I am running Windows 7 Ultimate 64bit Service Pack 1, Intel i5-2500k CPU @ 3.30GHz 3.60GHz with 8GB of RAM.

I have not had problems until recently, when I started noticing that some of the images imported from my CF card were corrupted upon viewing them in Lightroom. 







I have not changed the way that I do anything or the equipment that I use. I take the CF card out of the camera, insert it into my card reader (which is connected directly to the motherboard), Lightroom opens and I import the images into the catalogue and onto my HDD. 

To remedy the problem, I close Lightroom and I follow the same process, but instead of importing again into Lightroom via Lightroom directly, I copy the images from my CF card using Windows Explorer to copy the images to the newly created folder that the images were originally imported into by Lightroom.

When I open up Lightroom again, it refreshes the images and voila, they appear without any corruption.






I thought it was a problem with image caching so I tried clearing the cache several times to no avail. I thought it may have been a problem with my hard drive, so I scanned it using the utility provided by the manufacturer. 

What is going on? How can this be fixed?


----------



## Hal P Anderson (May 2, 2013)

You've done a nice job of explaining your problem. My guess is that you've got some flaky hardware that intermittently fails to import your images successfully. 

_CF card_. Try using a different one and see if the problem goes away.

_Card reader_. Try one that attaches via USB. 

_Disk drive_. If you have more than one, try importing to a different one for a while. If that doesn't help, you can move those images back to your normal drive using Lightroom.

_RAM_. Run memtest86 to diagnose any problems.

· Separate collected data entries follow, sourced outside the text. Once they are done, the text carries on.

PR #2287, opened 2020-10-07
Pr/2230

qwwdfsad:
Editable version of #2230

### DIFF
--- a/kotlinx-coroutines-core/common/src/flow/terminal/Reduce.kt
+++ b/kotlinx-coroutines-core/common/src/flow/terminal/Reduce.kt
@@ -112,7 +112,7 @@ public suspend fun <T> Flow<T>.first(predicate: suspend (T) -> Boolean): T {
  * The terminal operator that returns the first element emitted by the flow and then cancels flow's collection.
  * Returns `null` if the flow was empty.
  */
-public suspend fun <T : Any> Flow<T>.firstOrNull(): T? {
+public suspend fun <T> Flow<T>.firstOrNull(): T? {
     var result: T? = null
     collectWhile {
         result = it
@@ -122,10 +122,10 @@ public suspend fun <T : Any> Flow<T>.firstOrNull(): T? {
 }
 
 /**
- *  The terminal operator that returns the first element emitted by the flow matching the given [predicate] and then cancels flow's collection.
+ * The terminal operator that returns the first element emitted by the flow matching the given [predicate] and then cancels flow's collection.
  * Returns `null` if the flow did not contain an element matching the [predicate].
  */
-public suspend fun <T : Any> Flow<T>.firstOrNull(predicate: suspend (T) -> Boolean): T? {
+public suspend fun <T> Flow<T>.firstOrNull(predicate: suspend (T) -> Boolean): T? {
     var result: T? = null
     collectWhile {
         if (predicate(it)) {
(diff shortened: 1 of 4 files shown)


ansman:
Now that I think about it it feels weird that `singleOrNull` ever throws. It feels like it should do what `single()` does but instead of throwing it returns `null`.

That is of course a pretty major change in behavior.

qwwdfsad:
That's actually my bad, it should return `null` and your original change was correct.
Just checked the wrong operator

ansman (approved):

kotlinx-coroutines-core/common/src/flow/terminal/Reduce.kt
```diff
@@ -47,33 +48,43 @@ public suspend inline fun <T, R> Flow<T>.fold(
...
- * The terminal operator, that awaits for one and only one value to be published.
+ * The terminal operator that awaits for one and only one value to be emitted.
  * Throws [NoSuchElementException] for empty flow and [IllegalStateException] for flow
  * that contains more than one element.
  */
 public suspend fun <T> Flow<T>.single(): T {
     var result: Any? = NULL
     collect { value ->
-        if (result !== NULL) error("Expected only one element")
+        require(result == NULL) { "Flow has more than one element" }
```
elizarov, line 58: Must use `===` to avoid problems with broken-equals types (tests can be added for this kind of class, too).

kotlinx-coroutines-core/common/src/flow/terminal/Reduce.kt
```diff
@@ -47,33 +48,43 @@ public suspend inline fun <T, R> Flow<T>.fold(
...
+ * Returns the single value or `null`, if the flow was empty or emitted more than one value.
  */
-public suspend fun <T: Any> Flow<T>.singleOrNull(): T? {
-    var result: T? = null
+public suspend fun <T> Flow<T>.singleOrNull(): T? {
+    var result: Any? = NULL
     collect { value ->
-        if (result != null) error("Expected only one element")
-        result = value
+        /*
```
elizarov, line 73: The `singleOrNull` operator shall be written via `collectWhile` to terminate yearly with a `null` result when the second value is encountered. This way, it will be consistent with stdlib `Sequence.singleOrNull` and with `Flow.single()` that also terminates early on the second item.

elizarov (changes requested):

kotlinx-coroutines-core/common/src/flow/terminal/Reduce.kt
```diff
@@ -47,33 +48,43 @@ public suspend inline fun <T, R> Flow<T>.fold(
...
+         * result === NULL -> first value
+         * result === user value -> we already had first value and second one arrived
+         * result === DONE -> we've seen more than one value, time to return it
+         * as well.
+         */
+        result = if (result === NULL) {
+            value
+        } else {
+            // Indicator that more than one value was observed
+            DONE
```
EdwarDDay, line 83: It looks like `singleOrNull` checks every element in the `Flow`. This shouldn't be necessary. After the 2nd element it could return `null`.
```kotlin
@Test
fun testDoNotCheckThirdElement() = runTest {
    val flow = flow {
        emit(1)
        emit(2)
        throw TestException() // should never be executed
    }
    assertFailsWith<IllegalArgumentException> { flow.single() }
    assertNull(flow.singleOrNull())
}
```
This could be fixed by using `collectWhile`.

elizarov (approved):
🚀 Good to go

You also might try downloading prime95 and running it in "Torture Test" mode. Its easy to find using Google.

Hal


----------



## Sheepdisease (May 3, 2013)

Hal P Anderson said:


> You've done a nice job of explaining your problem. My guess is that you've got some flaky hardware that intermittently fails to import your images successfully.
> 
> _CF card_. Try using a different one and see if the problem goes away.
> 
> ...



Ran Prime95 with no glitches:



> [May 3 10:02] Torture Test completed 268 tests in 10 hours, 45 minutes - 0 errors, 0 warnings.
> [May 3 10:02] Worker stopped.



Ran Memtest with 9 passes without 1 failure.

Still to try importing into Lightroom using a different computer to see if I get the same corruption when I import from the same CF card and connecting using USB from camera.


----------



## Sheepdisease (May 3, 2013)

Additional test carried out. I transferred the images from the CF to laptop using camera USB lead right from Lightroom and checked the sample image I showed you above and there were no problems. This suggests to me that it is not the card at fault, nor the camera itself. The card reader on my PC was fine when I transferred the images using Windows Explorer as opposed to Lightroom directly and the images appeared fine in Lightroom afterwards.

Given the fact that I have tested my CPU, RAM and HDDs with the respective software, this would lead me to believe that there is a problem with importing CR2 type images into Lightroom directly. I know I am not the first person to report this, but this has satisfied me somewhat that the problem lies with Lightroom. 

What can I do to fix this?


----------



## Allan Olesen (May 3, 2013)

What happens if you once again - or 10 times again - import the photo with Lightroom directly from the card?

Right now you have experienced corruption once. You used Lightroom when it happened. But until you can show that this happens more often when you use Lightroom, you have no way of knowing if Lightroom caused the error.


----------



## Sheepdisease (May 3, 2013)

That is most likely true. But this isn't the first time I have had this problem, just the first time I have bothered to see what I can do about it.

This has happened upon import on 4 separate occasions now using the same CF card and importing with Lightroom. It always appears to be around the same number of images, more towards the end than beginning of the transfer and has happened on both the laptop and PC (now that I come to think of it) whilst using the USB cable and connecting the CF card directly, so long as I import using Lightroom. The workaround afterwards is to transfer directly which fixes the corrupted images, but that should really be unnecessary. The given process of checking whether any images are corrupted is laborious to say the least, having to wait for Lightroom to generate the preview for each image.


----------



## Allan Olesen (May 3, 2013)

Is it correct to assume that you only do the direct import if the Lightroom import fails?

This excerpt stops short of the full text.